American author, editor, digital consultant and online contributor

Jason C. Fry (born 1969) is an American author, editor, digital consultant and online contributor. His written works include the novelization of Star Wars: The Last Jedi, as well as about a dozen other books and short stories from the Star Wars universe. Fry is also the author of The Jupiter Pirates, a young adult space fantasy saga. He currently resides in Brooklyn, New York.

==Early life==

Fry was born in Charlottesville, Virginia in 1969 and grew up on Long Island. He graduated from Yale University with a degree in American studies.

==Early career==

Fry worked at The Wall Street Journal for 13 years. In 2008, he went on to work as a digital media consultant for a maker of publishing software, before becoming an independent writer in 2009.

==Writing career==

Fry first wrote for Star Wars in 1999, publishing a column on Vector Prime. He then went on to write the Star Wars: The Clone Wars: The Visual Guide, which was published in 2008, and several other Star Wars books. He also wrote Star Wars: The Last Jedi (Expanded Edition), the novelization of the 2017 movie Star Wars: The Last Jedi.
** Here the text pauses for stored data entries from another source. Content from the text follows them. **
PR #1926, opened 2026-06-16
refactor(wallets): introduce ChainAdapter to centralize per-chain behavior

albertoelias-crossmint:
## What

Phase 2 of the `wallet.ts` decomposition: moves the per-chain `switch (this.chain)` branches into a `ChainAdapter` strategy, one per chain. wallet.ts: 2,109 → ~2,050 lines.

- `chains/chain-adapter.ts` — `ChainAdapter` interface, `getChainAdapter(chain)`, and `getChainAdapterByType(chainType)` (returns `null` for unsupported)
- `chains/adapters/{evm,solana,stellar}.ts` — the three implementations
- `wallet.ts` + `services/balance-formatter.ts` dispatch through the adapter; `getSignerRegistrationChain` and `isSolanaWallet` removed
- `PendingSignerOperation` defined once in `wallets/types.ts` (deferred Phase-1 cleanup)

## Included fixes (from review)

Two correctness items surfaced in review are folded in:

1. **Signatures are EVM-only.** Investigation showed Stellar message-signing isn't a usable feature — no `createSignature` entry point exists for Stellar (only `EVMWallet` has `signMessage`/`signTypedData`), and the Stellar external-wallet + non-custodial signers reject `signMessage`. The original guard blocked only Solana, letting Stellar fall through. The Stellar adapter's `supportsSignatures` is now `false`, so the `"only supported for EVM smart wallets"` error is accurate. Transaction approval is unaffected. *(Was briefly PR #1927; folded here.)*
2. **`signers()` is now chain-agnostic + accurate error.** The hard-coded `chainType` literals are replaced with `getChainAdapterByType(chainType) == null`, and the unsupported-chain case now throws `Wallet chain type <x> not supported` instead of the misleading `Wallet type smart not supported` (WAL-10673).

## Design note

`transactionPayloadToSign` and transaction-hash extraction were deliberately **not** moved into the adapter — they dispatch on the API *response* shape, not the wallet chain, so a per-chain adapter would be wrong. They stay in wallet.ts / operation-poller.ts.

## Guarantees

- Error classes, message strings, and `walletsLogger` payloads preserved byte-for-byte for the pure-refactor parts; the two behavior changes above are each captured in their own changeset.
- Validated against the local characterization suite (~200 Wallet-behavior tests) + an adversarial diff review.

## Test plan

- `pnpm --filter @crossmint/wallets-sdk test:vitest` → **612 passed / 0 failed / 68 skipped**
- `pnpm --filter @crossmint/wallets-sdk build` → green (DTS heap raised to 8GB; see commit)
- biome clean


packages/wallets/src/chains/adapters/evm.ts
```diff
@@ -0,0 +1,50 @@
+import type { AddSignerChain, AddSignerContext, ChainAdapter } from "../chain-adapter";
+import type { RegisterSignerChain, RegisterSignerResponse, Signer as APISigner } from "../../api";
+import type { Chain } from "../chains";
+import type { PendingSignerOperation, TokenBalance } from "../../wallets/types";
+import { walletsLogger } from "../../logger";
+import { InvalidSignerError } from "../../utils/errors";
+import { getPendingSignerOperation } from "../../utils/signer-mapping";
+
+export const evmChainAdapter: ChainAdapter = {
```
guilleasz-crossmint, line 9: Why chain adapters are an object and not a class?

packages/wallets/package.json
```diff
@@ -17,7 +17,7 @@
     "types": "./dist/index.d.ts",
     "files": ["dist", "LICENSE", "README.md"],
     "scripts": {
-        "build": "pnpm generate && tsup",
+        "build": "pnpm generate && cross-env NODE_OPTIONS=--max-old-space-size=8192 tsup",
```
guilleasz-crossmint, line 20: Why?

packages/wallets/src/wallets/wallet.ts
```diff
@@ -1941,7 +1885,7 @@ export class Wallet<C extends Chain> {
     }
 
     protected async approveSignatureInternal(signatureId: string, options?: ApproveOptions) {
-        if (this.isSolanaWallet) {
+        if (!this.chainAdapter.supportsSignatures) {
             throw new Error("Approving signatures is only supported for EVM smart wallets");
```
guilleasz-crossmint, line 1887: Should we include stellar in the error message, or should stellar not support signatures?

packages/wallets/src/chains/adapters/evm.ts
guilleasz-crossmint: Actually the way it is being used later as a getter it kind of makes sense to use an object so we are not instantiated an instance each time is being used, unless everything is static, as there is actually no reference to `this` in the object, whatever you prefer for me is ok

guilleasz-crossmint (approved):

packages/wallets/package.json
albertoelias-crossmint: as we add more files, we went over. i added  a task for the end of the refactor to look into this. we have the same issue with react sdks

packages/wallets/src/wallets/wallet.ts
guilleasz-crossmint: I really liked the fact that the wallet.ts is completly chain agnostic, this is the only place of the code that still the chain appear I think we can change this to be `getChainAdapter(walletResponse.chainType) == null` instead.
Also the errror message seems off as it only shows the wallet type and not the chain. I think it is impossible for the type to be smart but fail because of an invalid chain, but as the code is there we can or remove the chain check or improve the error message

Fry's other works include The Jupiter Pirates, a book series about a family of space pirates, in which only one child can become the captain. Three books have been published, with two more still being written. According to Fry, The Jupiter Pirates was partially inspired by Star Wars.

He also written one Minecraft novel. Minecraft: The Voyage is about a young man named Stax Stonecutter, who doesn't like to go exploring, and gets his home invaded one morning. Stax soon found that being away from home gives him the chance to find his curiosity and freedom, as he found some friends along the way.